## TO DO
Every single entry must be restated word for word.

[Start of section]

PR #596, opened 2026-08-11
Tighten SUPPLY_CHAIN_SECURITY.md prose, add a supply-chain definition

brawer:
Fresh read-through as the target reader (can code, no release-engineering or industry background): found one real comprehension gap and a lot of length to cut without losing any concept.

- The doc never defined "software supply chain" before diving into specific practices -- added one sentence to the intro.
- "Sigstore" was a completely bare proper-noun link; added a three-word gloss.
- Tightened prose throughout: cut redundant clauses, collapsed triple-stacked examples into pairs where a third example added length without adding information, removed hedge words that didn't carry meaning.

**1449 -> 1181 words (18% shorter).**

## Testing
- Confirmed every concept from the previous version is still present (went concept-by-concept, not just word-count-driven).
- No straight quotes/dashes crept back in; "docker" and "linux container" still don't appear anywhere (per the constraints from #595's review).
- Both anchored cross-references from `RELEASING.md` (`#immutable-releases`, `#build-provenance-and-attestations`) still resolve, since heading text and order are unchanged.

### DIFF
--- a/docs/SUPPLY_CHAIN_SECURITY.md
+++ b/docs/SUPPLY_CHAIN_SECURITY.md
@@ -78,13 +78,11 @@ Our SBOM describes the container image we publish: the Rust dependency
 graph of the `osm-diffs` binary, the statically linked `tippecanoe`
 binary and its libraries, build-environment details, and licenses.
 
-Alongside it, our SBOM includes a small Cryptographic Bill of Materials
+Alongside it, our SBOM includes a small
+[Cryptographic Bill of Materials](https://en.wikipedia.org/wiki/Cryptographic_bill_of_materials)
 (CBOM): the same idea, but for cryptography — which TLS version, cipher
 suites, and crypto backend the binary uses, for example when uploading
-its output to S3-compatible storage. This matters because it’s exactly
-the kind of thing that can go stale silently: a routine dependency
-update wouldn’t otherwise tell you the set of cipher suites your binary
-supports has changed.
+its output to S3-compatible storage.
 
 Both are generated from real, current build state, not maintained by
 hand — see [`scripts/sbom/README.md`](../scripts/sbom/README.md) for how.
@@ -164,8 +162,8 @@ But it’s a one-time cost: once set up, it runs fully automated, adding
 no effort to any future release. Cheap insurance, not a real trade-off
 against other work.
 
-It’s also a bet on where the industry is heading, not just where it
-stands today: supply-chain attacks aren’t hypothetical anymore (the
+It’s also about where things are heading, not just where they stand
+today: supply-chain attacks aren’t hypothetical anymore (the
 [xz-utils backdoor](https://en.wikipedia.org/wiki/XZ_Utils_backdoor)
 being the starkest recent example), and what this document describes
 is becoming a baseline expectation, not something only
--- a/docs/SUPPLY_CHAIN_SECURITY.md
+++ b/docs/SUPPLY_CHAIN_SECURITY.md
@@ -1,100 +1,90 @@
 # Supply-chain security: concepts
 
-This document explains the concepts behind the supply-chain security
-practices used in this project’s release process (see
-[`RELEASING.md`](RELEASING.md) for the actual, repo-specific steps). It’s
-written for someone who can code but hasn’t necessarily done release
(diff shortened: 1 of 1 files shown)


docs/SUPPLY_CHAIN_SECURITY.md
```diff
@@ -1,192 +1,172 @@
...
 
-Alongside it, our SBOM includes a small **C**ryptographic **B**ill of
-**M**aterials (CBOM): the same idea, but for cryptography instead of
-dependencies — which TLS version, cipher suites, and crypto backend the
-binary uses, for example when uploading its output to S3-compatible
-storage. This matters because that’s exactly the kind of thing that
-can go stale silently: nothing about a routine dependency update would
-otherwise tell you that the set of cipher suites your binary supports has
-changed.
+Alongside it, our SBOM includes a small Cryptographic Bill of Materials
```
brawer: Can we shorten this further? The CBOM isn't that important for us. Maybe skip "This matters ... has changed", and just make "Cryptographic Bill of Materials (CBOM)" a link to some site that explains it. Ideally a page that focuses on the why, not the how. Maybe just condense this whole paragraph to introducing CBOM as same idea, just for crypto, for example which TLS version or cipher suites the binary uses when talking to other machines.

docs/SUPPLY_CHAIN_SECURITY.md
```diff
@@ -1,192 +1,172 @@
...
+Fair question. `osm-diffs` is open source, processes only public data,
+and handles no secrets — our actual threat model is modest compared to
+a proprietary service handling user data or credentials. So no, this
+isn’t strictly *necessary* the way it would be for many other projects.
+
+But it’s a one-time cost: once set up, it runs fully automated, adding
+no effort to any future release. Cheap insurance, not a real trade-off
+against other work.
+
+It’s also a bet on where the industry is heading, not just where it
```
brawer: Ugh, "bet" sounds like the voice of an alpha male, please find a less competitive-sounding term. Prediction? Assumption? Description? Or, just say that it's the direction where things are heading, that would be shorter too. (Btw, "industry" is a bit weird for an open-source project; while not alpha-male-y, it sounds a little corporate). Well, you are the better wordsmith than me; I'm curious what you'll come up with.

docs/SUPPLY_CHAIN_SECURITY.md
brawer: Done — dropped the staleness sentence and linked "Cryptographic Bill of Materials" to https://en.wikipedia.org/wiki/Cryptographic_bill_of_materials instead (checked it leads with the why — risk visibility, crypto-agility — not just the CycloneDX field mechanics, so it fits here). The paragraph is now just: same idea as SBOM, but for cryptography, with the TLS/cipher-suite example.

docs/SUPPLY_CHAIN_SECURITY.md
brawer: Fair on both counts. Went with "It's also about where things are heading, not just where they stand today" — drops the competitive "bet" framing and the corporate-sounding "industry", and is a touch shorter too.

docs/SUPPLY_CHAIN_SECURITY.md
```diff
@@ -1,192 +1,170 @@
...
-
-It’s also a reasonable bet on where the industry is heading, not just
-where it stands today: supply-chain attacks aren’t hypothetical anymore
-(the [xz-utils backdoor](https://en.wikipedia.org/wiki/XZ_Utils_backdoor)
-being the starkest recent example), and the regulation and tooling
-responding to them — the practices this document describes among them —
-are becoming baseline expectations rather than something only
+Fair question. `osm-diffs` is open source, processes only public data,
+and handles no secrets — our actual threat model is modest compared to
+a proprietary service handling user data or credentials. So no, this
```
brawer: Remove "proprietary"

brawer: Done — dropped it. The contrast being made is about what a service handles (user data, credentials), not who owns it, so "proprietary" was not adding anything, just an unintended swipe.

brawer: Exactly, thanks.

[End of section]

## OUTPUT FOR THIS TASK
PR #596, opened 2026-08-11
Tighten SUPPLY_CHAIN_SECURITY.md prose, add a supply-chain definition

brawer:
Fresh read-through as the target reader (can code, no release-engineering or industry background): found one real comprehension gap and a lot of length to cut without losing any concept.

- The doc never defined "software supply chain" before diving into specific practices -- added one sentence to the intro.
- "Sigstore" was a completely bare proper-noun link; added a three-word gloss.
- Tightened prose throughout: cut redundant clauses, collapsed triple-stacked examples into pairs where a third example added length without adding information, removed hedge words that didn't carry meaning.

**1449 -> 1181 words (18% shorter).**

## Testing
- Confirmed every concept from the previous version is still present (went concept-by-concept, not just word-count-driven).
- No straight quotes/dashes crept back in; "docker" and "linux container" still don't appear anywhere (per the constraints from #595's review).
- Both anchored cross-references from `RELEASING.md` (`#immutable-releases`, `#build-provenance-and-attestations`) still resolve, since heading text and order are unchanged.

### DIFF
--- a/docs/SUPPLY_CHAIN_SECURITY.md
+++ b/docs/SUPPLY_CHAIN_SECURITY.md
@@ -78,13 +78,11 @@ Our SBOM describes the container image we publish: the Rust dependency
 graph of the `osm-diffs` binary, the statically linked `tippecanoe`
 binary and its libraries, build-environment details, and licenses.
 
-Alongside it, our SBOM includes a small Cryptographic Bill of Materials
+Alongside it, our SBOM includes a small
+[Cryptographic Bill of Materials](https://en.wikipedia.org/wiki/Cryptographic_bill_of_materials)
 (CBOM): the same idea, but for cryptography — which TLS version, cipher
 suites, and crypto backend the binary uses, for example when uploading
-its output to S3-compatible storage. This matters because it’s exactly
-the kind of thing that can go stale silently: a routine dependency
-update wouldn’t otherwise tell you the set of cipher suites your binary
-supports has changed.
+its output to S3-compatible storage.
 
 Both are generated from real, current build state, not maintained by
 hand — see [`scripts/sbom/README.md`](../scripts/sbom/README.md) for how.
@@ -164,8 +162,8 @@ But it’s a one-time cost: once set up, it runs fully automated, adding
 no effort to any future release. Cheap insurance, not a real trade-off
 against other work.
 
-It’s also a bet on where the industry is heading, not just where it
-stands today: supply-chain attacks aren’t hypothetical anymore (the
+It’s also about where things are heading, not just where they stand
+today: supply-chain attacks aren’t hypothetical anymore (the
 [xz-utils backdoor](https://en.wikipedia.org/wiki/XZ_Utils_backdoor)
 being the starkest recent example), and what this document describes
 is becoming a baseline expectation, not something only
--- a/docs/SUPPLY_CHAIN_SECURITY.md
+++ b/docs/SUPPLY_CHAIN_SECURITY.md
@@ -1,100 +1,90 @@
 # Supply-chain security: concepts
 
-This document explains the concepts behind the supply-chain security
-practices used in this project’s release process (see
-[`RELEASING.md`](RELEASING.md) for the actual, repo-specific steps). It’s
-written for someone who can code but hasn’t necessarily done release
(diff shortened: 1 of 1 files shown)


docs/SUPPLY_CHAIN_SECURITY.md
```diff
@@ -1,192 +1,172 @@
...
 
-Alongside it, our SBOM includes a small **C**ryptographic **B**ill of
-**M**aterials (CBOM): the same idea, but for cryptography instead of
-dependencies — which TLS version, cipher suites, and crypto backend the
-binary uses, for example when uploading its output to S3-compatible
-storage. This matters because that’s exactly the kind of thing that
-can go stale silently: nothing about a routine dependency update would
-otherwise tell you that the set of cipher suites your binary supports has
-changed.
+Alongside it, our SBOM includes a small Cryptographic Bill of Materials
```
brawer: Can we shorten this further? The CBOM isn't that important for us. Maybe skip "This matters ... has changed", and just make "Cryptographic Bill of Materials (CBOM)" a link to some site that explains it. Ideally a page that focuses on the why, not the how. Maybe just condense this whole paragraph to introducing CBOM as same idea, just for crypto, for example which TLS version or cipher suites the binary uses when talking to other machines.

docs/SUPPLY_CHAIN_SECURITY.md
```diff
@@ -1,192 +1,172 @@
...
+Fair question. `osm-diffs` is open source, processes only public data,
+and handles no secrets — our actual threat model is modest compared to
+a proprietary service handling user data or credentials. So no, this
+isn’t strictly *necessary* the way it would be for many other projects.
+
+But it’s a one-time cost: once set up, it runs fully automated, adding
+no effort to any future release. Cheap insurance, not a real trade-off
+against other work.
+
+It’s also a bet on where the industry is heading, not just where it
```
brawer: Ugh, "bet" sounds like the voice of an alpha male, please find a less competitive-sounding term. Prediction? Assumption? Description? Or, just say that it's the direction where things are heading, that would be shorter too. (Btw, "industry" is a bit weird for an open-source project; while not alpha-male-y, it sounds a little corporate). Well, you are the better wordsmith than me; I'm curious what you'll come up with.

docs/SUPPLY_CHAIN_SECURITY.md
brawer: Done — dropped the staleness sentence and linked "Cryptographic Bill of Materials" to https://en.wikipedia.org/wiki/Cryptographic_bill_of_materials instead (checked it leads with the why — risk visibility, crypto-agility — not just the CycloneDX field mechanics, so it fits here). The paragraph is now just: same idea as SBOM, but for cryptography, with the TLS/cipher-suite example.

docs/SUPPLY_CHAIN_SECURITY.md
brawer: Fair on both counts. Went with "It's also about where things are heading, not just where they stand today" — drops the competitive "bet" framing and the corporate-sounding "industry", and is a touch shorter too.

docs/SUPPLY_CHAIN_SECURITY.md
```diff
@@ -1,192 +1,170 @@
...
-
-It’s also a reasonable bet on where the industry is heading, not just
-where it stands today: supply-chain attacks aren’t hypothetical anymore
-(the [xz-utils backdoor](https://en.wikipedia.org/wiki/XZ_Utils_backdoor)
-being the starkest recent example), and the regulation and tooling
-responding to them — the practices this document describes among them —
-are becoming baseline expectations rather than something only
+Fair question. `osm-diffs` is open source, processes only public data,
+and handles no secrets — our actual threat model is modest compared to
+a proprietary service handling user data or credentials. So no, this
```
brawer: Remove "proprietary"

brawer: Done — dropped it. The contrast being made is about what a service handles (user data, credentials), not who owns it, so "proprietary" was not adding anything, just an unintended swipe.

brawer: Exactly, thanks.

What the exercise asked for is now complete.